Como exemplo, lembremos os reis da Babilônia. Segundo a Bíblia, promoveram perseguições contra os judeus porque estes se negavam prestar-lhes culto divino. Roma, no tempo da república, elogia os cônsules, pela igualdade e simplicidade. Promovia a liberdade de culto em todo o território. Chegou a construir um Pânteon, em forma circular, para abrigar todos os deuses de seus súditos em pé de igualdade. Com a instauração do império, o supremo mandante assumiu o título não só de sumo pontífice, mas até de divino “divus”’. Todos deviam prestar-lhe culto, o que, na prática, significava queimar incenso em sua honra.
Na segunda perseguição aos cristãos – após aquela promovida pelos judeus – muitos morreram mártires por se negarem reconhecer a divindade do imperador. Em outras palavras, julgavam o imperador, destituindo-o do pedestal divino, para colocá-lo entre os mortais. Não conseguiram. Pagaram com o próprio sangue esta ousadia.
Não se pense, porém, que a divinização do imperador fosse prerrogativa da Antiguidade ou de certo primitivismo. Até o século XX, o chamado “Celeste Império” da China tinha, na sua “cidade proibida”, um imperador com o título de Deus.
Igualmente o Japão. Somente com a explosão da segunda bomba atômica – a primeira em Hiroshima e a segunda em Nagasaki – reconheceu oficialmente que seu imperador não era Deus. Consequentemente, se rendeu ao poderio bélico inimigo. Muito mais que uma derrota militar, o fim da guerra foi sua implosão religiosa. Desnorteou os japoneses. Haviam perdido não apenas a guerra, mas também seu “deus”, que continuava imperador, mas sem divindade.

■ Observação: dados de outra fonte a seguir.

Issue #7245, opened 2026-03-23
Update agent calls to new endpoint


therealjohn:
vnext agents need to use `POST {{agentsV2ProjectEndpoint}}/agents/{{agentVersion.name}}/endpoint/protocols/openai/v1/responses`

PR #7422, opened 2026-04-01
[Agents extension] Adding /invocations support

trangevi:
Adding support for the new /invocations API. This uses the new agent endpoint route, and updates the /responses handling to do the same.

/invocations calls can accept any input, based on the agent, so we do no validation on it and instead just pass it along to the agent, relying on the agent to handle it.


therealjohn:
Fixes https://github.com/Azure/azure-dev/issues/7431
Fixes https://github.com/Azure/azure-dev/issues/7245

cli/azd/extensions/azure.ai.agents/internal/cmd/invoke.go
```diff
@@ -265,15 +396,451 @@ func (a *InvokeAction) invokeRemote(ctx context.Context) error {
...
+				"timed out waiting for invocation %s to complete (timeout: %s)",
+				invocationID, timeout,
+			)
+		}
+
+		time.Sleep(pollInterval)
+
+		req, err := http.NewRequestWithContext(
+			resp.Request.Context(), http.MethodGet, pollURL, nil,
+		)
```
JeffreyCA, line 822: Copilot caught a potential issue here:

> `handleInvocationLRO` uses `resp.Request.Context()` to create polling requests. After the initial 202 response, this context may already be cancelled/timed out, causing all polling requests to fail immediately - making long-running operations unusable.

> Suggested fix: Add `ctx context.Context` parameter to `handleInvocationLRO` and pass it through from the caller instead of extracting it from the spent request.

cli/azd/extensions/azure.ai.agents/internal/cmd/invoke.go
```diff
@@ -265,15 +396,451 @@ func (a *InvokeAction) invokeRemote(ctx context.Context) error {
...
+	localBaseURL := fmt.Sprintf("http://localhost:%d", port)
+
+	// Fetch and cache the agent's OpenAPI spec (always refresh for local).
+	if azdClient != nil {
+		fetchOpenAPISpec(ctx, azdClient, localBaseURL, "local", "local", "", true)
+	}
+
+	url := localBaseURL + "/invocations"
+	if sid != "" {
+		url += "?agent_session_id=" + sid
```
jongio: **[MEDIUM]** Session ID goes into the URL without encoding. A `--session` value containing `&` or `=` corrupts the query string.

Since the local variable `url` shadows `net/url` here, consider importing as `neturl "net/url"`` and using `neturl.QueryEscape(sid)`, or building the URL with `url.Values` before assigning the local variable. Same issue on line 535 for the remote path.

cli/azd/extensions/azure.ai.agents/internal/cmd/invoke.go
```diff
@@ -265,15 +396,451 @@ func (a *InvokeAction) invokeRemote(ctx context.Context) error {
...
+
+const (
+	defaultLROPollInterval = 2 * time.Second
+	maxLROPollInterval     = 30 * time.Second
+)
+
+// handleInvocationLRO handles a long-running operation (202 Accepted) invocations response
+// by polling GET on the invocation's status URL (derived from the original request URL)
+// until a terminal state is reached.
+func handleInvocationLRO(
```
jongio, line 745: **[MEDIUM]** This is the most complex new code in the PR - polling loop, URL derivation via string manipulation, state machine, timeout handling, retry-after - and it has no test coverage.

The routing test only checks the `no invocation ID` error. An `httptest.Server` returning 202-then-completed would validate the happy path, and variants for timeout/failure/cancelled states would cover the branches. The table-driven pattern already in this file works well for this.

rajeshkamal5050 (approved):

Os imperadores e reis, principalmente no Oriente, apresentavam-se com muita pompa. Tinham um cerimonial extremamente sofisticado para aparecerem em público. Tributavam-se-lhes grandes honras, juntamente com os mais sublimes títulos. Não seria difícil passar dali a considerá-los símbolos da divindade, bem mais que os ídolos – imagens de matéria –, as montanhas, os astros e os animais sagrados. Lembremos que, na Idade Moderna, Luis XIV, Rei da França, se comparava ao sol. O “rei sol” proclamava: “Eu sou o Estado”. O povo se prostrava reverente diante de sua majestade, título que até hoje é reservado aos monarcas e tem sua origem nas prerrogativas divinas.
Mesmo que alguns reis e imperadores tivessem a pretensão de ser Deus, o povo não via neles senão um símbolo da divindade. Quando morriam, a “divindade” passava para o sucessor, ou seja, a morte era argumento insofismável de que sua pretensão não passava de símbolo. Não era, pois, prerrogativa pessoal, mas do cargo. Representava o poder e, consequentemente, o domínio.
Com isso elevamo-nos a um grau mais espiritual do simbolismo. Não vemos a divindade nem na matéria plasmada em ídolos nem nas montanhas e nos astros ou na vida dos animais, mas no exercício do poder sobre os homens Dessacralizar o poder não é fácil.